Set down word for word the lines that begin the entries and run through the line containing "### Problem". Give nothing further.

··· Exercise data

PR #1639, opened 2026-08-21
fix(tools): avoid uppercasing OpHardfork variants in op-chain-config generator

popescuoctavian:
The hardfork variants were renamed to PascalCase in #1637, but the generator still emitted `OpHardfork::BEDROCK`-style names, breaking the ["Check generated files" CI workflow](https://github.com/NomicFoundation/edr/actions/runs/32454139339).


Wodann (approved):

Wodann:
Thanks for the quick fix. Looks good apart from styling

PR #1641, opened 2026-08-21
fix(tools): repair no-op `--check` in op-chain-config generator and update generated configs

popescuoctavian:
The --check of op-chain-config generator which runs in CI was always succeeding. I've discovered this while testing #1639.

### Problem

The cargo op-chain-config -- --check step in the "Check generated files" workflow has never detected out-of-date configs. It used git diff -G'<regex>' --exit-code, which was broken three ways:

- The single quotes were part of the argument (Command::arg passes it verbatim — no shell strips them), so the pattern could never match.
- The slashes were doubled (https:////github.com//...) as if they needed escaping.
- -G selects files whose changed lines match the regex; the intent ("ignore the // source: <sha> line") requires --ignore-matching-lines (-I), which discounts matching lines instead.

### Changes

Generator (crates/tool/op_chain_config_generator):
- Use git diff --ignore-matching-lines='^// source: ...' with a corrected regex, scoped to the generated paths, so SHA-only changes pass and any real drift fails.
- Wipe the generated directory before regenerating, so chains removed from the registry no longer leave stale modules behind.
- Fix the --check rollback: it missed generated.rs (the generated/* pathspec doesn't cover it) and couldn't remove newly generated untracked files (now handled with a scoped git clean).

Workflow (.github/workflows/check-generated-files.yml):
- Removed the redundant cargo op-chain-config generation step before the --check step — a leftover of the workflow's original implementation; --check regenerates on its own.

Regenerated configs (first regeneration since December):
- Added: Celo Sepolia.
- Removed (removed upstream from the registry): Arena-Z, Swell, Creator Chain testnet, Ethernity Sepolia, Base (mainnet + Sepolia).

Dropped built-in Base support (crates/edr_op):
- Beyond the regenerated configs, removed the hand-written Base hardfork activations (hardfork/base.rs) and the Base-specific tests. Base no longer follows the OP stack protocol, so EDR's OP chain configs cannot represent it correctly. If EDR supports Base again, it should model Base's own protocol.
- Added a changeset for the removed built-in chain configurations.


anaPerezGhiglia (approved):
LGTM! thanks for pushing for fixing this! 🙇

······

§ **Response**
PR #1639, opened 2026-08-21
fix(tools): avoid uppercasing OpHardfork variants in op-chain-config generator

popescuoctavian:
The hardfork variants were renamed to PascalCase in #1637, but the generator still emitted `OpHardfork::BEDROCK`-style names, breaking the ["Check generated files" CI workflow](https://github.com/NomicFoundation/edr/actions/runs/32454139339).


Wodann (approved):

Wodann:
Thanks for the quick fix. Looks good apart from styling

PR #1641, opened 2026-08-21
fix(tools): repair no-op `--check` in op-chain-config generator and update generated configs

popescuoctavian:
The --check of op-chain-config generator which runs in CI was always succeeding. I've discovered this while testing #1639.

### Problem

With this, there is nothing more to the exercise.